Overclockers Australia Forums

OCAU News - Wiki - QuickLinks - Pix - Sponsors  

Go Back   Overclockers Australia Forums > General Topics > Troubleshooting Help

Notices

Reply
 
Thread Tools
Old 18th August 2017, 3:30 AM   #1
dogthinker Thread Starter
Member
 
Join Date: May 2006
Location: Sydney (Glebe)
Posts: 1,993
Default random hard reboots

Spec:
i7-4790k, GB Z97X-SOC, 32Gb DDR3, GTX 1070 3xHDD, 2xSDD, sound card (creative recon 3d), wifi card, usb kb/mouse, noctua d14 cooler, a couple of case fans, antec EDGE 750w PSU.

Backhistory:
This system has been somewhat unreliable since I built it ~2 years ago. The 4790k was overheating in a fraction of a second, until I disabled turbo boost, dialed down the processor current limit from 1000A to 105A, and set core voltage to 1.105v (following suggestions in a Intel forum thread). Since doing that it's been 'effectively' stable, I've done plenty of machine learning, and plenty of gaming, even triple screens @ 1440p, although it still wouldn't pass a prime95 stress test.

Fast forward to today...

The system randomly resets. No error. There's nothing interesting in the system logs (just the 'oh hey, your system didn't shut down properly last time' logs). It seems pretty obvious that it's a hardware issue of some form, rather than a software crash. It almost (not quite) exclusively happens when the system is under heavy load

Examples:
- DX:HR kills it in single digit minutes. A few months back I could play it indefinately without issues.
- Aven Colony dies in minutes on max settings, but can last over an hour on minimal settings.

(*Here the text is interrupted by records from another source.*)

PR #2078, opened 2026-09-07
[v3] layout: remove EROFS_FEATURE_COMPAT_NYDUS_NO_XATTR

bergwolf:
layout: remove EROFS_FEATURE_COMPAT_NYDUS_NO_XATTR and add automatic no-xattr marker tracking

    This commit introduces automatic tracking of the no-xattr marker during image
    building and merging operations. The marker is now properly maintained when
    flattening inode trees, rendering bootstraps, and performing layer merges.

    The implementation ensures that the trusted.nydus.no_xattr xattr is correctly
    set on the root inode based on whether any visible xattrs exist in the
    filesystem tree. This marker is preserved through all build operations
    including bootstrap rendering, layer merging, and optimization.

    EROFS_FEATURE_COMPAT_NYDUS_NO_XATTR is dropped so that we do not
    introduce unnecessary EROFS feature bits that might conflict with EROFS
    upstream some day.

    Key changes:
    - Remove EROFS_FEATURE_COMPAT_NYDUS_NO_XATTR feature bit from superblock
    - Add set_root_no_xattr_marker function to manage the marker xattr
    - Update flatten_tree to track no-xattr state during tree traversal
    - Modify bootstrap rendering to preserve the marker through all operations
    - Add comprehensive tests covering marker behavior in various scenarios
    - Update FUSE filesystem to derive no-xattr state from root marker

### DIFF
--- a/Makefile
+++ b/Makefile
@@ -73,7 +73,7 @@ GO_TEST_ENV = $(SUDO) env "PATH=$(CURDIR)/target/release:$(dir $(GO_BIN)):$(PATH
 	"EROFS_C_FUSE=$(EROFS_C_FUSE)" \
 	"EROFS_MKFS=$(EROFS_MKFS)"
 TEST_SUPPORT_FILES = harness.go optimize.go diff.go
-E2E_TEST_FILES = roundtrip_test.go $(TEST_SUPPORT_FILES)
+E2E_TEST_FILES = roundtrip_test.go no_xattr_test.go $(TEST_SUPPORT_FILES)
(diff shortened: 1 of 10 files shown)


imeoer (commented):
Adding the `--no-xattr` flag feels like it would increase the adaptation burden on snapshotter management and the usage burden of the nydus binary. Could we consider adding `trusted.nydus.no_xattr` on the root inode, or using a `trusted.nydus.hints` bitmap to replace the original `EROFS_FEATURE_COMPAT_NYDUS_NO_XATTR` ?

imeoer (approved):
Thanks, LGTM!

PR #2082, opened 2026-09-09
[v3] layout: target upstream Linux 5.16 EROFS metadata

bergwolf:
The FS version 7 bootstrap is meant to be mounted by the kernel EROFS
driver directly (RunD guests over pmem/rawblock, erofsfuse, fsck.erofs),
not only by our own userspace reader. Auditing the on-disk writer against
fs/erofs/erofs_fs.h showed that several pieces of metadata only had the
meaning we assumed on very recent kernels, or on none at all:

  - Block addresses, device slots and chunk indexes were written with
    48-bit semantics. EROFS_FEATURE_INCOMPAT_48BIT only exists since
    Linux 6.15 (with follow-up fixes after 7.1), while 32-bit addresses
    already cover 16 TiB per device, far beyond any container image.

  - Compact inodes carried their mtime as a 32-bit delta from the
    superblock time in the field at offset 12. Every kernel able to
    mount this format (5.16 through 6.14) defines that field as
    i_reserved and reports sb->build_time for all compact inodes; 6.15
    redefined it as i_mtime. The same image therefore showed real
    timestamps under Nydus FUSE and on 6.15+, but a single collapsed
    timestamp on the kernels before 6.15.

  - The superblock declared build_time as 8 bytes instead of __le32,
    so the tail of the struct (build_time, rootnid_8b, reserved) was
    misaligned relative to the specification.

  - symlink_is_inline() sized the inode header as compact for every
    inode, so an extended inode with xattrs could be laid out inline
    when its payload no longer fit the block.

Since we already require DEVICE_TABLE, upstream Linux 5.16 (4 KiB
blocks, CHUNKED_FILE | DEVICE_TABLE) is the natural metadata baseline.
This series makes the writer produce exactly what that kernel reads,
makes the reader agree with the kernel instead of with a private
encoding, and rejects images that would need newer on-disk features
rather than silently truncating.


imeoer (commented):
Thanks, the direction is right: matching what 5.16 actually reads, and rejecting instead of truncating. I verified the null-chunk encoding and compact-time handling against both 5.16 and current mainline, they agree. Two things I'd like addressed, the rest is minor.

**1. Epoch selection: use the most common mtime, and apply it to merge/optimize too (please do this in the PR).**
Compact inodes now require `mtime == epoch`, so the epoch choice decides how many inodes stay 32 bytes. `build` uses `min()`: one file with mtime 0 (common from build tools) drags the epoch to 0 and turns *every* inode into 64 bytes. `merge` and `optimize` hardcode `epoch = 0`, so the merged bootstrap, the one we actually mount, has all inodes extended. Suggest a shared `choose_epoch(&inodes)` = the most frequent `mtime` among inodes with `mtime_nsec == 0` (ties → smallest, for determinism), used by build, merge and optimize. It's one HashMap pass. Also worth putting a before/after bootstrap size number in the PR description.

**2. Leftover symlink promotion.**
`alloc_inodes` still forces non-inline symlinks to extended. The reason (no room for `startblk_hi` in a compact inode) was removed from inode.rs and no longer applies with 32-bit addresses. Either drop the rule or put the reason back as a comment.

**Minor:**
- The 32-bit commit also fixes compact directories writing `startblk_hi` (0) into the field the kernel reads as `i_nlink`, so native mounts saw nlink=0 for compact dirs. Worth stating in the commit message.
- The first commit's body still describes the "32-bit delta" timestamp check that a later commit removes; consider squashing/rewording.
- CI: `modprobe erofs || true` plus `t.Skip` means the native test can silently skip. A `grep -qw erofs /proc/filesystems` step would make that loud.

Just 2 days ago it was fine to play indefinately on max. No software changes between then and the problem starting.
- Low use of the computer (browsing, spreadsheets, etc.) works 100% fine.

Gaming at low settings instead of ultra seems to reduce, but not eliminate, the problem.

Halving the CPU multiplier from 40x to 20x didn't help, so despite the history, I'm leaning towards thinking it's probably not the CPU.

A cat bumped heavily into all the cabling at the back very recently, but I think that's a red herring. I pulled the 1070, took a good look, and reseated it just in case. No effect. Visually checked the power connections to the mobo, couldn't see anything that looked loose.

I've been watching the temps. CPU and GPU look quite reasonable right up to the moment of reset (i.e. logging at 200ms intervals, no nasty spike logged before crash. Neither GPU nor CPU going much over ~60^C, which is quite tolerable.)

It seems quite hard not to blame the PSU, but without a suitable spare, I'm not quite sure how to go about verifying this. The PSU *ought* be to fine - it's a premium-ish model, 2 years into a 5 year warranty. Power calculators suggest 500W is enough to drive this system, and it's rated at 750W, which is a pretty hefty margin of error. 6 months ago I had a much more power hungry 980Ti in this system without issues.

It's been a long time since I troubleshooted hardware... Any advice, before I have to descend into the pit of semi-randomly buying replacement parts until the problem vanishes...?
dogthinker is offline   Reply With Quote
Old 18th August 2017, 7:23 AM   #2
enzo_450
Member
 
enzo_450's Avatar
 
Join Date: Jun 2007
Location: Brisbane Southside
Posts: 2,557
Default

I've had two issues with 'random' restarts.

Suspected BIOS.

Dodgy power switch

Good luck.
__________________
||Z77 Extreme 4|i5 3570k|NH-D14|STRIX GTX970|16GB Ripjaws|120GB Intel 520, 2x2TB Seagates|Seasonic 860w Platinum|47" LG|P182||
enzo_450 is offline   Reply With Quote
Old 18th August 2017, 12:56 PM   #3
UnCoNoob
Member
 
Join Date: Jun 2016
Posts: 105
Default

I would start by updating BIOS if any new versions are out. Maybe run a memtest also to test memory. Check hard drive smart data if availible of not do a hard drive surface test.

If all that passes and issue is still there maybe try find some one with a PSU that they can lend you for testing and go from there.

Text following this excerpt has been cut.